In my opinion, for a permitted use to be acceptable the duration of any persistent identifiers should be justified and must be measured in no more than hours.

Mike



From: Peter Swire [mailto:peter@peterswire.net]
Sent: 22 June 2013 16:30
To: public-tracking@w3.org<mailto:public-tracking@w3.org> Group WG
Subject: ACTION-412, Naming R/Y/G

If the group decides to use a Red/Yellow/Green approach, one question has been how to describe the three stages.  On the one hand, this may seem trivial because the substance means more than the name.  On the other hand, in my view, the names/descriptions are potentially important for two reasons: (1) they provide intellectual clarity about whatgoes in each group; and (2) they communicate the categories to a broader audience.

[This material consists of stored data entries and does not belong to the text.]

PR #162053, opened 2025-09-03
[Inductor] Naive foreach autotune support

jataylo:
Initial autotuning support for foreach kernels, 4x improvement for some kernels in internal workload. More improvements can surely be made here in the future. Removing num_warps for definition to enable autotune support in generated wrapper code.

Before:
triton_for_fused_18.kd 🔍 | 4.986 ms | 4.986 ms | 2.493 ms | 2 |  
triton_for_fused_6.kd 🔍 | 0.098 ms | 0.098 ms | 0.049 ms | 2 |  
triton_for_fused_7.kd 🔍 | 0.036 ms | 0.036 ms | 0.018 ms | 2 |  

After:
triton_for_fused_18.kd 🔍 | 1.273 ms | 1.273 ms | 0.636 ms | 2 |  
triton_for_fused_6.kd 🔍 | 0.044 ms | 0.044 ms | 0.022 ms | 2 |  
triton_for_fused_7.kd 🔍 | 0.024 ms | 0.024 ms | 0.012 ms | 2 |  

num_warps=8 default due to https://github.com/pytorch/pytorch/blob/main/torch/_inductor/codegen/triton_combo_kernel.py#L374

### DIFF
--- a/torch/_inductor/runtime/triton_heuristics.py
+++ b/torch/_inductor/runtime/triton_heuristics.py
@@ -3537,7 +3537,7 @@ def foreach(triton_meta, filename=None, inductor_meta=None):
     configs = []
 
     # Naive autotuning path for num_warps
-    if not inductor_meta.get("autotune_pointwise", True) and not (
+    if not (
         inductor_meta.get("max_autotune") or inductor_meta.get("max_autotune_pointwise")
     ):
         configs.append(triton.Config({}, num_stages=1, num_warps=8))
--- a/torch/_inductor/runtime/triton_heuristics.py
+++ b/torch/_inductor/runtime/triton_heuristics.py
@@ -3554,6 +3554,7 @@ def foreach(triton_meta, filename=None, inductor_meta=None):
         filename=filename,
     )
 
+
 @dataclasses.dataclass
 class GridExpr:
     """Generate code for grid size expressions in launcher"""
--- a/torch/_inductor/runtime/triton_heuristics.py
+++ b/torch/_inductor/runtime/triton_heuristics.py
@@ -3537,8 +3537,9 @@ def foreach(triton_meta, filename=None, inductor_meta=None):
     configs = []
 
     # Naive autotuning path for num_warps
-    if disable_pointwise_autotuning(inductor_meta) and not (
-        inductor_meta.get("max_autotune") or inductor_meta.get("max_autotune_pointwise")
+    if not inductor_meta.get("autotune_pointwise", True) and not (
+        inductor_meta.get("max_autotune")
+        or inductor_meta.get("max_autotune_pointwise")
     ):
         configs.append(triton.Config({}, num_stages=1, num_warps=8))
     else:
--- a/torch/_inductor/runtime/triton_heuristics.py
+++ b/torch/_inductor/runtime/triton_heuristics.py
@@ -3530,19 +3530,30 @@ def user_autotune(
     )
 
 
-def foreach(triton_meta, num_warps, filename=None, inductor_meta=None):
+def foreach(triton_meta, filename=None, inductor_meta=None):
     """
     Compile a triton foreach kernel
     """
+    configs = []
+    
+    # Naive autotuning path for num_warps
+    if disable_pointwise_autotuning(inductor_meta) and not (
+        inductor_meta.get("max_autotune") or
+        inductor_meta.get("max_autotune_pointwise")
+    ):
+        configs.append(triton.Config({}, num_stages=1, num_warps=8))
+    else:
+        for warps in [1, 2, 4, 8]:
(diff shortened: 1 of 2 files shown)


torch/_inductor/runtime/triton_heuristics.py
```diff
@@ -3060,20 +3060,31 @@ def user_autotune(
...
+    configs = []
+
+    # Naive autotuning path for num_warps
+    if disable_pointwise_autotuning(inductor_meta) and not (
+        inductor_meta.get("max_autotune") or
+        inductor_meta.get("max_autotune_pointwise")
+    ):
+        configs.append(triton.Config({}, num_stages=1, num_warps=8))
+    else:
+        for warps in [1, 2, 4, 8]:
```
eellison, line 3545: Do you have any more details on the kernels that were improved ?

jataylo: Let me dig that out

mlazos (approved):

naromero77amd (approved):

eellison:
@jataylo can we revert this ? or turn it on only for max-autotune ? the optimizers are simple, bandwidth bound kernels and shouldnt need to autotune. or we can turn it on only for amd.

mlazos:
@jataylo I think only turning it on for max autotune is a good approach. @eellison mentioned offline that this is likely because we are creating a ton of copies of all of the parameters during benchmarking because they're mutable, so I don't think there is an easier optimization here.

jataylo:
@eellison @mlazos interesting, in theory this should only affect max autotune, or this was at least our intention. We will take a look. Also happy to have this AMD exclusive, but we also don't want to affect baseline compilation time on our side, lets figure out logic issue cc: @naromero77amd

naromero77amd:
@eellison Any additional comments before we re-land PR?

jataylo:
Moving this back to draft as I've noticed an issue with the PR. In none autotune path we're now defaulting num_warps=8 rather than taking as input, this could potentially affect performance. Taking a look.

jataylo:
@mlazos @eellison No compilation regression and confirmed there will be no perf regression from this change as the default didnt change from num_warps 8, we good to merge?

mlazos:
Yes, sounds good

mlazos (approved):

jeffdaily (approved):

mlazos:
I think if we just only have one config in the else statement we're good to reland, lmk if that's okay.

naromero77amd:
> I think if we just only have one config in the else statement we're good to reland, lmk if that's okay.

The else statement needs to have more configs, you wouldn't know apriori which is the fastest config. The point is to try more configs, this is what is doing for reductions, persistent reductions, etc.

There should be no increased compile time with autotune disabled, since there is no one config is the same one as before by construction.

More details would be helpful with respect to the slowdown which is being observed.

naromero77amd:
cc: @jataylo 

@mlazos Currently, `TORCHINDUCTOR_MAX_AUTOTUNE_POINTWISE=1` enables autotuning of the following Triton kernels:
- pointwise
- reduction
- persistent reduction
- foreach (with this PR)

`TORCHINDUCTOR_MAX_AUTOTUNE=1` would include GEMMs and convolutions that are much more time consuming to tune.

The logic is that `TORCHINDUCTOR_MAX_AUTOTUNE_POINTWISE` is low tuning overhead and high reward.

So, I would recommend against only activating foreach tuning with `TORCHINDUCTOR_MAX_AUTOTUNE=1`.

mlazos:
> cc: @jataylo
> 
> @mlazos Currently, `TORCHINDUCTOR_MAX_AUTOTUNE_POINTWISE=1` enables autotuning of the following Triton kernels:
> 
> * pointwise
> * reduction
> * persistent reduction
> * foreach (with this PR)
> 
> `TORCHINDUCTOR_MAX_AUTOTUNE=1` would include GEMMs and convolutions that are much more time consuming to tune.
> 
> The logic is that `TORCHINDUCTOR_MAX_AUTOTUNE_POINTWISE` is low tuning overhead and high reward.
> 
> So, I would recommend against only activating foreach tuning with `TORCHINDUCTOR_MAX_AUTOTUNE=1`.

@naromero77amd  Yeah I think adding an additional flag TORCHINDUCTOR_MAX_AUTOTUNE_COMBOKERNEL is perhaps a better solution. The main reason being is that 1) it takes a long time because these kernels can be large w/ optimizers and 2) it can cause OOMs when autotuning the optimizer. This is because the optimizer kernels we generate are inplace mutations which induce a clone when we autotune (we can't mutate the actual params). what do you think?

mlazos:
I talked to the internal team, they were able to remove the flag. Relanding! Thank you for your patience.

PR #162059, opened 2025-09-03
enable float32 and float16 in `torch._grouped_mm` fallback

vkuzo:
* #162159
* __->__ #162059
* #161717
* #161407

Summary:

Enables `torch.float32` and `torch.float16` options in
`torch._grouped_mm`. Note that the fast path is only enabled if `mat_a`,
`mat_b`, and `out_dtype` are `torch.bfloat16`.

Saving for future PRs:
1. enabling testing on more platforms
2. supporting out_dtype != mat_a.dtype
3. opinfo
4. better compile support

Test Plan:

```bash
// on A100 and H100
pytest test/test_matmul_cuda.py -s -k test_grouped_gemm -x
// on H100
pytest test/test_matmul_cuda.py -s -k test_scaled_grouped_gemm -x
```

Reviewers:

Subscribers:

Tasks:

Tags:


aten/src/ATen/native/GroupedMMUtils.h
```diff
@@ -59,8 +59,9 @@ std::optional<c10::ScalarType> out_dtype
     }
   }
 
-  const auto out_dtype_ = out_dtype.value_or(kBFloat16);
-  TORCH_CHECK(out_dtype_ == kBFloat16, "Only bf16 high precision output types are supported for grouped gemm");
+  const auto out_dtype_ = out_dtype.value_or(mat_a.scalar_type());
```
ngimel: this is a behavior change for fp8 gemm? There it we don't specify dtype bfloat16 would be assumed, not mat_a scalar type

vkuzo: thanks, fixed!  I'll also test this locally on a B200, since we don't have coverage in CI.

eqy:
Should the compute-capability of tests be gated if #161407 is only for sm80+

ngimel (approved):

eqy (approved):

I was part of a briefing that Shane did on Friday on the phone to FTC participants including Ed Felten and Paul Ohm.  The briefing was similar to the approach Shane described at Sunnyvale.  In the move from red to yellow, here were examples of what could be scrubbed:

1.  Unique IDs, to one-way secret hash.
2.  IP address, to geo data.
3.  URL cleanse, remove suspect query string elements.
4.  Side facts, remove link out data that could be used to reverse identify the record.

Here are some ways that I've thought to describe what gets scrubbed, based on this sort of list:

1.  Remove identifiers (name) and what have been called pseudo-identifiers in the deID debates (phone, passwords, etc.).  But I don't think there is a generally accepted way to decide what pseudo-identifiers would be removed.

2.  Earlier, I had suggested "direct" and "indirect" identifiers, but I agree with Ed's objection that these definitions are vague.

3.  I am interested in the idea that going from red to yellow means removing information that is "exogenous" to the system operated by the company.  That is, for names/identifiers/data fields that are used outside of the company, scrub those.  Going to green would remove information that is "endogenous" to the system operated by the company, that is, even those within the company, with access to the system, could no longer reverse engineer the scrubbing.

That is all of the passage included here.